Guangzhou City is home to a developed auto industry with the presence of many global automobile giants as China has heavily invested in transport infrastructure, especially roads, and high-speed railways, and in training highly qualified human resources as parts of its charm offensive. When its automobile industry cluster was formed, the city saw financial services, banking and insurance surge rapidly.

In Vietnam, the automobile industry has been developed in some northern and central localities, but an automobile cluster is yet to form. This is a shortcoming that needs to be sorted out. In order to develop automobile clusters, apart from efforts by enterprises, government policies with contributions from ministries, state agencies and local authorities are needed.

On the basis of establishing a number of automobile clusters, production needs to be rearranged to make use of the existing manufacturers’ capacity, while direction for new projects and investors must be clear cut. Collaboration between automobile manufacturers/assemblers and parts suppliers, scientific and technological research facilities and training institutions needs to be enhanced to improve investment efficiency and specialization.

Conclusion

There is huge potential to develop Vietnam’s automobile industry as well as favorable opportunity to turn it into reality, given the Resolution of the 13th Party Congress and a number of resolutions of the Politburo that have underlined the direction and goals for socio-economic development, including industrial development under the 2021-2030 Development Strategy, to join Industrial Revolution 4.0, shift to digital economy, promote digital enterprises, a digital society and a digital government, and build a low greenhouse gas emissions economy, benefiting current and future generations.

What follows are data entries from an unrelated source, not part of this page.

PR #754, opened 2017-02-02
mass_mailing_sending_queue module migration

cubells:
mass_mailing_sending_queue module features are now in mass_mailing module.


pedrobaeza (approved):
Yeah, same feature. The only possible drawback is that you have a mailing not fully completed when migrating. But who are going to do that!!??

PR #766, opened 2017-02-17
[9.0][stock]recompute pack operations for pickings in progress

### LINKED ISSUE #765: [9.0] operations not created for pickings where qty has been reserved but not transferred
Impacted versions: 9.0

Steps to reproduce:
In 8.0
* Install module 'stock'
* Create a delivery order, and ensure availability to transfer, but do not transfer yet

image
* Migrate to v9

Current behavior:
After the migration the  operations are not created:
image

Only after the user presses the button 'Recompute' in the picking will it re-create the operations.
image

Expected behavior:

The migration script should create all operations, so that the target state does not require any further manual action from the user.

JordiBForgeFlow:
Fixes #765
--

### DIFF
--- a/addons/stock/migrations/9.0.1.1/post-migration.py
+++ b/addons/stock/migrations/9.0.1.1/post-migration.py
@@ -1,9 +1,11 @@
 # -*- coding: utf-8 -*-
 # @copyright 2016-Today: Odoo Community Association, Therp BV
 # License AGPL-3.0 or later (http://www.gnu.org/licenses/agpl.html).
+import logging
 from psycopg2.extensions import AsIs
 from openerp import SUPERUSER_ID, api
 from openupgradelib import openupgrade
+logger = logging.getLogger('OpenUpgrade')
 
 
 def _migrate_tracking(cr):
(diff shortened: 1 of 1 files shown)


addons/stock/migrations/9.0.1.1/post-migration.py
```diff
@@ -50,15 +52,35 @@ def _migrate_pack_operation(env):
...
+    """)
+
+    env.cr.execute("""
+        UPDATE stock_move sm
+        SET location_id = sp.location_id,
+        location_dest_id = sp.location_dest_id
+        FROM stock_picking sp
+        WHERE sp.id = sm.picking_id
+        AND sm.state NOT IN ('done', 'cancel')
+    """)
```
StefanRijnhart, line 77: It looks like you copy the locations from the stock moves to the pickings, and then back again from the pickings to the stock moves. Am I missing something?

hbrunn: I come to the same conclusion. @jbeficent can you elaborate?

pedrobaeza:
@jbeficent any news about this?

pedrobaeza:
No news, so closing.

PR #767, opened 2017-02-18
[FIX] precompute sheet_id in analytic lines

JordiBForgeFlow:
This PR will precompute the field sheet_id in analytic lines, to avoid the recomputation made by odoo, that turns out to produce errors.

--

### DIFF
--- a/addons/hr_timesheet_sheet/migrations/9.0.1.0/pre-migration.py
+++ b/addons/hr_timesheet_sheet/migrations/9.0.1.0/pre-migration.py
@@ -6,8 +6,33 @@
 from openupgradelib import openupgrade
 
 
+def prepopulate_fields(cr):
+
+    cr.execute("""SELECT column_name
+    FROM information_schema.columns
+    WHERE table_name='account_analytic_line' AND
+    column_name='sheet_id'""")
+
+    if not cr.fetchone():
+        cr.execute(
+            """
+            ALTER TABLE account_analytic_line ADD COLUMN sheet_id
+            integer;
+            COMMENT ON COLUMN account_analytic_line.sheet_id IS
+            'Sheet';
+            """)
+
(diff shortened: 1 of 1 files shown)


hbrunn (changes requested):
I'd suggest using the mechanism @NL66278 employs in https://github.com/OCA/OpenUpgrade/pull/663/files#diff-050c291be549d31c2482669f8281e619R169 - this way, you don't miss creating the index on `sheet` id for example: https://github.com/OCA/OCB/blob/9.0/addons/hr_timesheet_sheet/hr_timesheet_sheet.py#L331

JordiBForgeFlow:
@hbrunn Thanks. But then the method `_openupgrade_recompute_fields_blacklist` should be proposed in a separate PR, not associated with the PR specific to accounting, right? cc @NL66278

NL66278:
@jbeficent @hbrunn There actually is a seprate PR for this: https://github.com/OCA/OpenUpgrade/pull/735

I found an issue with the above mentioned PR that blacklists are not always removed automatically. That is why in the reconciliation PR I removed them manually. As I found no obvious way to register globally what blacklists have registered, I got stuck at how to remove them automatically. That is why this PR is still WIP.

JordiBForgeFlow:
@hbrunn @NL66278 As it seems that the PR is not concluded, why not manually creating the index, same as https://github.com/odoo/odoo/blob/9.0/openerp/models.py#L2616?

hbrunn (approved):

hbrunn:
fine with me for now

NL66278:
:+1:  If index is also created as already suggested by @jbeficent

JordiBForgeFlow:
Index is now correctly created:

v8:
image


v9:
image

@hbrunn  can you merge?

PR #768, opened 2017-02-22
[FIX] only delete move lines and modes from centralized journals

### LINKED ISSUE #759: deleting moves of special periods
In https://github.com/OCA/OpenUpgrade/blob/9.0/addons/account/migrations/9.0.1.1/pre-migration.py#L86, we delete all moves and lines of special periods which are not in the first special period. I think this is wrong, as we lose all financial corrections made when closing a fiscal year.

@jbeficent could you elaborate your reasoning for deleting the other move lines and do you agree we rather need something like (pseudocode)

```python
for period in special_periods:
    next_normal_period = get_normal_period_after(period)
    move_all_lines_from_period_to_period(period, next_normal_period)
```

the change is simple enough to do, but before submitting I wanted to make sure there's no wrong reasoning on my side. I believe with the current migration, we get inconsistent databases as soon as there's a write-off or some other correction when closing a fiscal year.

If the above is true, I'll also provide a script that generates the missing moves and lines from an existing 8.0 database.

hbrunn:
fixes #759

### DIFF
--- a/addons/account/migrations/9.0.1.1/pre-migration.py
+++ b/addons/account/migrations/9.0.1.1/pre-migration.py
@@ -122,14 +122,17 @@ def remove_account_moves_from_special_periods(cr):
             """, (first_nsp_id, tuple(move_ids)))
 
     openupgrade.logged_query(cr, """
-        DELETE FROM account_move_line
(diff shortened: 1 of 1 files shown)


JordiBForgeFlow:
:+1:

PR #772, opened 2017-03-02
[FIX] rename renamed xmlids for account types

hbrunn:
we missed renaming the xmlids of account types, this way it looks to the user like they were duplicated and it's a pita to clean this up manually.

I only do renames where the equivalences were obvious to me, so if I missed something, I'd appreciate a pointer


JordiBForgeFlow:
:+1:

pedrobaeza (approved):

PR #1070, opened 2017-09-15
[ADD] account_chart: migration scripts to 9.0

cubells:
Account_chart is now merged now in account module

cc @Tecnativa


pedrobaeza (changes requested):
You have to put in on pre-migration.py script in `base` module in the "merging operation", not in apriori that is a pure renamed, and thus it gives error as it exists another `account` module.

MiquelRForgeFlow (approved):

pedrobaeza (approved):

PR #1071, opened 2017-09-15
[ADD] bank_statement_period_from_line_date: migration scripts to 9.0

cubells:
bank_statement_period_from_line_date module is merged now in account module

cc @Tecnativa


pedrobaeza (changes requested):
The same error about putting it on apriori.py instead of base module.

MiquelRForgeFlow:
Why not put it here https://github.com/OCA/OpenUpgrade/pull/1071/files#diff-7c38f07ba9fa0c25b74e99a4641d3999R70?

MiquelRForgeFlow (approved):

PR #1073, opened 2017-09-19
[FIX] base: Renamed modules in apriori.py

pedrobaeza:
It was not done previously.

cc @Tecnativa


pedrobaeza:
cc @cubells @mreficent

MiquelRForgeFlow (approved):
:star:

PR #1074, opened 2017-09-19
[10.0][FIX][Base] noupdate_changes

MiquelRForgeFlow:
Just in case, I compared base modules.

### DIFF
--- a/odoo/addons/base/migrations/10.0.1.3/noupdate_changes.xml
+++ b/odoo/addons/base/migrations/10.0.1.3/noupdate_changes.xml
@@ -9,6 +9,17 @@
     <record id="tj" model="res.country">
         <field name="currency_id" ref="TJS"/>
     </record>
+    <record id="HUF" model="res.currency">
+        <field name="rounding">1.00</field>
+    </record>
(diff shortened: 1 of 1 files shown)


odoo/addons/base/migrations/10.0.1.3/noupdate_changes.xml
```diff
@@ -9,6 +9,17 @@
     <record id="tj" model="res.country">
         <field name="currency_id" ref="TJS"/>
     </record>
+    <record id="HUF" model="res.currency">
+        <field name="rounding">1.00</field>
+    </record>
+    <record id="user_root" model="res.users">
```
pedrobaeza: Better to comment out this change as people might change previously the signature at their taste.

MiquelRForgeFlow: True!

MiquelRForgeFlow: Done!

pedrobaeza (approved):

The automobile industry development strategy needs to quickly address current shortcomings in both mindset and action that have become apparent over the past three decades so as to accelerate development, improve competitive edge and enhance socio-economic efficiency. In doing this, lessons should also be drawn from the experiences of other countries. A sound auto industry development strategy would contribute to realizing the national goals of industrialization and modernization.

*Prof. Nguyen Mai is chairman of Vietnam’s Association of Foreign Invested Enterprises (VAFIE) and former Vice Chairman of State Committee for Cooperation and Investment, now Ministry of Planning and Investment.